Source records START

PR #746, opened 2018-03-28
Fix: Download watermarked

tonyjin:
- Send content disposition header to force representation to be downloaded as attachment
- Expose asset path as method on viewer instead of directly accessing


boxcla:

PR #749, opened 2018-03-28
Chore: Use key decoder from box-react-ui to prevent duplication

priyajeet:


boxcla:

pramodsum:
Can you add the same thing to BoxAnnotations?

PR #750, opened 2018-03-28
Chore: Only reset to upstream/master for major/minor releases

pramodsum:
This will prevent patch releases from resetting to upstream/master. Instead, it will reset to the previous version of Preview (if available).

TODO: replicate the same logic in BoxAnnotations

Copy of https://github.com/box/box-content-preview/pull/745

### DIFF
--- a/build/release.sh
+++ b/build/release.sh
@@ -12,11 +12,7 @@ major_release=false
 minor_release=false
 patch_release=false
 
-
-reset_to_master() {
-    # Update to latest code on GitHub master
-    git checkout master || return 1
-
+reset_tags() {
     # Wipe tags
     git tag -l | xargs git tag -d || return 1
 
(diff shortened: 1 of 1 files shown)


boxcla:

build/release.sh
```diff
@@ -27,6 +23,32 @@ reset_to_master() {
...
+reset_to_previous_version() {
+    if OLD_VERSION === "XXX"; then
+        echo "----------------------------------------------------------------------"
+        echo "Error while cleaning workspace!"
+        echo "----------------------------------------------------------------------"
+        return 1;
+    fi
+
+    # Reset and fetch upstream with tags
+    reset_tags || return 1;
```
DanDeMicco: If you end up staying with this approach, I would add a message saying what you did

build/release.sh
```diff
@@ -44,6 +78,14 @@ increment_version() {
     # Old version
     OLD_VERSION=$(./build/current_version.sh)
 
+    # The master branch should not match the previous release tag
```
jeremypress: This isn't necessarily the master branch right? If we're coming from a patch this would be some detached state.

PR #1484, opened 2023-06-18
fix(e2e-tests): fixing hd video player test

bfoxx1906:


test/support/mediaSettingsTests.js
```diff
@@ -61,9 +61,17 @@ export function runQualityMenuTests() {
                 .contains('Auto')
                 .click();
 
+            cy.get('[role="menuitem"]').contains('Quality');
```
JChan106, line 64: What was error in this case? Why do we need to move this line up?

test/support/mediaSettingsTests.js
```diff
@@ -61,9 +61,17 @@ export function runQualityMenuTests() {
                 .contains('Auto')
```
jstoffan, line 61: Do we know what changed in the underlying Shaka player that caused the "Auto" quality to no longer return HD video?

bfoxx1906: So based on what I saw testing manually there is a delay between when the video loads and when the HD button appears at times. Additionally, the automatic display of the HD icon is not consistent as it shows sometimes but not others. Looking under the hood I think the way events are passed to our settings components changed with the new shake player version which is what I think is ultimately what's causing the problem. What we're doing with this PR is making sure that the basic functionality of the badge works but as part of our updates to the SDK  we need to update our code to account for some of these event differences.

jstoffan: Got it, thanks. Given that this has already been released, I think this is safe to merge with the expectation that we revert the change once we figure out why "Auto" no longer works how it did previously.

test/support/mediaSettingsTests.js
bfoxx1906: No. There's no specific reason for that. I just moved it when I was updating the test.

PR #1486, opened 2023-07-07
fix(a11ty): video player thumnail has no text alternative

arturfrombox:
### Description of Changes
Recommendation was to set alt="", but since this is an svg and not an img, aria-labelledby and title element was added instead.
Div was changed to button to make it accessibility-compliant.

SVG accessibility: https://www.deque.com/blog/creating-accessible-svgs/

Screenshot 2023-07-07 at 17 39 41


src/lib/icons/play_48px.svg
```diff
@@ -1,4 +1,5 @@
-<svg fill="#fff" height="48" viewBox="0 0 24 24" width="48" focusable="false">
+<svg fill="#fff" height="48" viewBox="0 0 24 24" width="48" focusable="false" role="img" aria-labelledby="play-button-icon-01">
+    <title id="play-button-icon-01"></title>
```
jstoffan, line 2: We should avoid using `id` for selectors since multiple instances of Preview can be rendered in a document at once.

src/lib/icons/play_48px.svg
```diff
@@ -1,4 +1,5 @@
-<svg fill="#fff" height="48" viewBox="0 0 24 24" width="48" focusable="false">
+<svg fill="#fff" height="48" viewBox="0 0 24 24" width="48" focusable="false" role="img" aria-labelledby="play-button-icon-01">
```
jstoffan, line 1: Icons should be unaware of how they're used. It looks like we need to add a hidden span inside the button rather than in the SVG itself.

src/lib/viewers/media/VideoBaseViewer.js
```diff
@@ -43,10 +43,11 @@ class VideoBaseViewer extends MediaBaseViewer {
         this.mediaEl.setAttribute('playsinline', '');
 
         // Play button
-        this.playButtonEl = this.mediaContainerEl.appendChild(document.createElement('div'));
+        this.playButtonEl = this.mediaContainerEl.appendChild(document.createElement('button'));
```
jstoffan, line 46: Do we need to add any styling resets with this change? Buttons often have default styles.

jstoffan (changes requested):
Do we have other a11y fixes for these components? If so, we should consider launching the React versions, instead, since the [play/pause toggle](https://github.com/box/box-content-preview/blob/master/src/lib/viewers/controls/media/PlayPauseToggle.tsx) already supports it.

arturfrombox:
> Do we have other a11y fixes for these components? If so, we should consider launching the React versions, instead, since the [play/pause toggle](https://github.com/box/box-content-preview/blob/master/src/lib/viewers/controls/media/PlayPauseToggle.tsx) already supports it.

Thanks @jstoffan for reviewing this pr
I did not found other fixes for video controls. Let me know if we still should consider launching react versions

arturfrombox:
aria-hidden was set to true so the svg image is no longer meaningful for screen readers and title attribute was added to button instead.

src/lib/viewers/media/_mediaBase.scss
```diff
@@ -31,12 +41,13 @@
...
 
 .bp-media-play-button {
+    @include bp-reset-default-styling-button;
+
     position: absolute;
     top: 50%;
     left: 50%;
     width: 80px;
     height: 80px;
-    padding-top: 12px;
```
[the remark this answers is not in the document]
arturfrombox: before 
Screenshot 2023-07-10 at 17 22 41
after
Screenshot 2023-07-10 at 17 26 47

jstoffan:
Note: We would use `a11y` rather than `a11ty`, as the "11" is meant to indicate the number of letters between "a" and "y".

Source records END
Source records START

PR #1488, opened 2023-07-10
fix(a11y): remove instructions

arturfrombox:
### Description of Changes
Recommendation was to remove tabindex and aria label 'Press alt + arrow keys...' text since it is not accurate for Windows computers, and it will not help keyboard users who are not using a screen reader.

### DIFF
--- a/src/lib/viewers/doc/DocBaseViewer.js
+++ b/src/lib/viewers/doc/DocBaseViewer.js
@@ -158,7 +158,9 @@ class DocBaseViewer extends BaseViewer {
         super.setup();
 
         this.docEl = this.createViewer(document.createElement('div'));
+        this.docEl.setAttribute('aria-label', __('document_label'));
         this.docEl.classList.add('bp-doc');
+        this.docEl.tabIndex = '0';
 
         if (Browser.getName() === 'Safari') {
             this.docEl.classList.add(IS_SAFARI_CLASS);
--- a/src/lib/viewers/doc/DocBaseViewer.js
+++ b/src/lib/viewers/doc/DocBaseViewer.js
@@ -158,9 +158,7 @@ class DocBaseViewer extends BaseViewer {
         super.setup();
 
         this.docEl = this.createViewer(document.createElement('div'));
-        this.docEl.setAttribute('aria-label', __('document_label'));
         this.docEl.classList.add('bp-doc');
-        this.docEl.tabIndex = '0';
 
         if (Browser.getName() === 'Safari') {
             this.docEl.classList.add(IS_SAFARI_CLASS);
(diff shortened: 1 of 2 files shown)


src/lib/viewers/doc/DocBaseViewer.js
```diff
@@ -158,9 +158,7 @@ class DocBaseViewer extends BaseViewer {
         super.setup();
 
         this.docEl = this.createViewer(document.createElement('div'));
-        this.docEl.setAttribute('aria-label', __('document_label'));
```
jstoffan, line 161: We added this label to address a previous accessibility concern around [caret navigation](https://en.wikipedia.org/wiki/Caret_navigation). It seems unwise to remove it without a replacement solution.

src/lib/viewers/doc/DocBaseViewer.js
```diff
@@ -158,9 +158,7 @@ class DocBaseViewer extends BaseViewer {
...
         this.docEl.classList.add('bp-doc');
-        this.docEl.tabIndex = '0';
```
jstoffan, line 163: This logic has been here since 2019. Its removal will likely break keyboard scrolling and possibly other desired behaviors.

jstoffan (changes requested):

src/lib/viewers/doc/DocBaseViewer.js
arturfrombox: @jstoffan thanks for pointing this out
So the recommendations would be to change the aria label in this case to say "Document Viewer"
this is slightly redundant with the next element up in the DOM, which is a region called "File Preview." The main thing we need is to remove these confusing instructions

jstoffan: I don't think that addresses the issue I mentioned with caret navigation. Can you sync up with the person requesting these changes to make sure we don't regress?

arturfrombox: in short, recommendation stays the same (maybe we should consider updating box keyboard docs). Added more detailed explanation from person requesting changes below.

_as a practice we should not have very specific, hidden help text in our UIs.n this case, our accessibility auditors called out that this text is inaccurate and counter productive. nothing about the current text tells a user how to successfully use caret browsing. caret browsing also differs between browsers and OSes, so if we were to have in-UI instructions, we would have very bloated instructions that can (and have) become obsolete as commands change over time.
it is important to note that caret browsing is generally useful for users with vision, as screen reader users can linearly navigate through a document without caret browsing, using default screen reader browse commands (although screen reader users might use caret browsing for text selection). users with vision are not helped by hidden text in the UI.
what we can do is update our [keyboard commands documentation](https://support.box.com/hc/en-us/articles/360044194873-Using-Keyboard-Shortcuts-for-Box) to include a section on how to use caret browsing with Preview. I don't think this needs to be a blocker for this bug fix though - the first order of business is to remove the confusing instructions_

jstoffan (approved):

Source records END

■ What needs to be done ■
Output should match, line for line, the stretch of the material above from the line holding "PR #746, opened 2018-03-28" through the line holding "PR #1484, opened 2023-06-18".

■ Written solution ■
PR #746, opened 2018-03-28
Fix: Download watermarked

tonyjin:
- Send content disposition header to force representation to be downloaded as attachment
- Expose asset path as method on viewer instead of directly accessing


boxcla:

PR #749, opened 2018-03-28
Chore: Use key decoder from box-react-ui to prevent duplication

priyajeet:


boxcla:

pramodsum:
Can you add the same thing to BoxAnnotations?

PR #750, opened 2018-03-28
Chore: Only reset to upstream/master for major/minor releases

pramodsum:
This will prevent patch releases from resetting to upstream/master. Instead, it will reset to the previous version of Preview (if available).

TODO: replicate the same logic in BoxAnnotations

Copy of https://github.com/box/box-content-preview/pull/745

### DIFF
--- a/build/release.sh
+++ b/build/release.sh
@@ -12,11 +12,7 @@ major_release=false
 minor_release=false
 patch_release=false
 
-
-reset_to_master() {
-    # Update to latest code on GitHub master
-    git checkout master || return 1
-
+reset_tags() {
     # Wipe tags
     git tag -l | xargs git tag -d || return 1
 
(diff shortened: 1 of 1 files shown)


boxcla:

build/release.sh
```diff
@@ -27,6 +23,32 @@ reset_to_master() {
...
+reset_to_previous_version() {
+    if OLD_VERSION === "XXX"; then
+        echo "----------------------------------------------------------------------"
+        echo "Error while cleaning workspace!"
+        echo "----------------------------------------------------------------------"
+        return 1;
+    fi
+
+    # Reset and fetch upstream with tags
+    reset_tags || return 1;
```
DanDeMicco: If you end up staying with this approach, I would add a message saying what you did

build/release.sh
```diff
@@ -44,6 +78,14 @@ increment_version() {
     # Old version
     OLD_VERSION=$(./build/current_version.sh)
 
+    # The master branch should not match the previous release tag
```
jeremypress: This isn't necessarily the master branch right? If we're coming from a patch this would be some detached state.

PR #1484, opened 2023-06-18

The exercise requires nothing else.